**Task brief:** Copy each line of the entries that contains the word "http".

Dataset entries:
PR #496, opened 2017-03-25
APEXCORE-683 Apex client should support application packages on HDFS

vrozov:


engine/src/main/java/com/datatorrent/stram/cli/ApexCli.java
```diff
@@ -460,6 +461,23 @@ protected void restoreOutput(PrintStream originalStream)
     }
   }
 
+  AppPackage newAppPackageInstance(URI uri) throws IOException, ZipException
```
ajaygit158-zz: ZipException is not thrown by any of the methods used, can be removed.

engine/src/main/java/com/datatorrent/stram/cli/ApexCli.java
```diff
@@ -2842,12 +2860,20 @@ public void execute(String[] args, ConsoleReader reader) throws Exception
...
-          AppPackage ap = new AppPackage(new File(filename));
-          ap.close();
+          if (scheme == null || scheme.equals("file")) {
+            filename = expandFileName(uri.getPath(), true);
+            new AppPackage(new FileInputStream(new File(filename)), true).close();
+          } else {
+            try (FileSystem fs = FileSystem.newInstance(uri, conf)) {
+              new AppPackage(fs.open(new Path(filename)), true).close();
+            }
+          }
```
ajaygit158-zz: Instead of newAppPackageInstance having similar code, can we have AppPackage(URI, boolean).

engine/src/main/java/com/datatorrent/stram/client/AppPackage.java
```diff
@@ -255,19 +285,51 @@ private void processAppProperties()
...
+
+    JarEntry entry = input.getNextJarEntry();
+    while (entry != null) {
+      File newFile = new File(directory, entry.getName());
+      if (entry.isDirectory()) {
+        newFile.mkdirs();
+      } else {
+        FileOutputStream fileoutputstream = new FileOutputStream(newFile);
+        IOUtils.copy(input, fileoutputstream);
+        fileoutputstream.close();
```
ajaygit158-zz: We can do this in try() - finally block to ensure outputstream is always closed.

ajaygit158-zz (commented):
@vrozov Added a few comments.

engine/src/main/java/com/datatorrent/stram/cli/ApexCli.java
vrozov: I do not understand the proposal. What is the meaning of the boolean flag? close?

ajaygit158-zz: Sorry, I assumed the boolean parameter passed to fs.open() is getting passed to AppPackage(). My proposal was having AppPackage(URI uri)

engine/src/main/java/com/datatorrent/stram/cli/ApexCli.java
```diff
@@ -2842,18 +2861,15 @@ public void execute(String[] args, ConsoleReader reader) throws Exception
       }
 
       if (commandLineInfo.args.length > 0) {
-        String filename = expandFileName(commandLineInfo.args[0], true);
-
         // see if the first argument is actually an app package
-        try {
-          AppPackage ap = new AppPackage(new File(filename));
-          ap.close();
+        try (AppPackage ap = newAppPackageInstance(new URI(commandLineInfo.args[0]), false)) {
```
PramodSSImmaneni: Why not expand file name before passing it to open like it was being done before?

engine/src/main/java/com/datatorrent/stram/cli/ApexCli.java
```diff
@@ -460,7 +460,26 @@ protected void restoreOutput(PrintStream originalStream)
...
 
-  AppPackage newAppPackageInstance(File f) throws IOException, ZipException
+  AppPackage newAppPackageInstance(URI uri, boolean suppressOutput) throws IOException
+  {
+    PrintStream outputStream = suppressOutput ? suppressOutput() : null;
+    try {
+      final String scheme = uri.getScheme();
+      if (scheme == null || scheme.equals("file")) {
+        return new AppPackage(new FileInputStream(new File(expandFileName(uri.getPath(), true))), true);
+      } else {
```
pramodin, line 470: Why not do special handling for hdfs only when scheme is "dfs type" such as hdfs or s3 types. In other cases go with default url handlers using uri.toURL().openStream()? This will be able to handle other sources such as http and ftp.

vrozov: It is not handled in other places as well. The goal of the PR is to add support for files on hdfs only. Support for other schemes may be done as a separate PR.

pramodin: Can we check that scheme before doing hdfs specific handling?

vrozov: It may be safer to delegate to the FileSystem to deal with schemes it supports and throw an Exception for those that it does not support. In the future, if support for "http" or "ftp" and other schemes are added, I'd recommend to handle them similar to "file", by checking for those schemes explicitly.

pramodin:
Can you add some description in the JIRA as to where this will be useful for users. The current description is very simple and not informative for users.

vrozov:
OK, done. It is natural for the native yarn application like Apex to support HDFS and other DFS in addition to local file system.

engine/src/test/java/com/datatorrent/stram/client/AppPackageTest.java
```diff
@@ -57,24 +55,17 @@
   String appPackageDir = "src/test/resources/testAppPackage/mydtapp";
 
   @BeforeClass
-  public static void starting()
+  public static void starting() throws IOException, JSONException
   {
+    File file = StramTestSupport.createAppPackageFile();
```
pramodin, line 60: Why the change move it out of the try?

vrozov: if an exception is thrown before application package is created, there is no need to close it.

**Response to the exercise:**
pramodin, line 470: Why not do special handling for hdfs only when scheme is "dfs type" such as hdfs or s3 types. In other cases go with default url handlers using uri.toURL().openStream()? This will be able to handle other sources such as http and ftp.
vrozov: It may be safer to delegate to the FileSystem to deal with schemes it supports and throw an Exception for those that it does not support. In the future, if support for "http" or "ftp" and other schemes are added, I'd recommend to handle them similar to "file", by checking for those schemes explicitly.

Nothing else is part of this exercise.